▶ **Work instruction**
Repeat the listing below in full, exactly.

▶ **Recorded data**

PR #1171, opened 2023-03-22
Display zero when relativenumber is enabled

joelim-work:
Regarding the formatting of line numbers, I think it's simpler and more readable to just pass in `lnwidth` as an argument to the format specifier, as opposed to building an intermediary format string.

▶ **Expected output**
PR #1171, opened 2023-03-22
Display zero when relativenumber is enabled

joelim-work:
Regarding the formatting of line numbers, I think it's simpler and more readable to just pass in `lnwidth` as an argument to the format specifier, as opposed to building an intermediary format string.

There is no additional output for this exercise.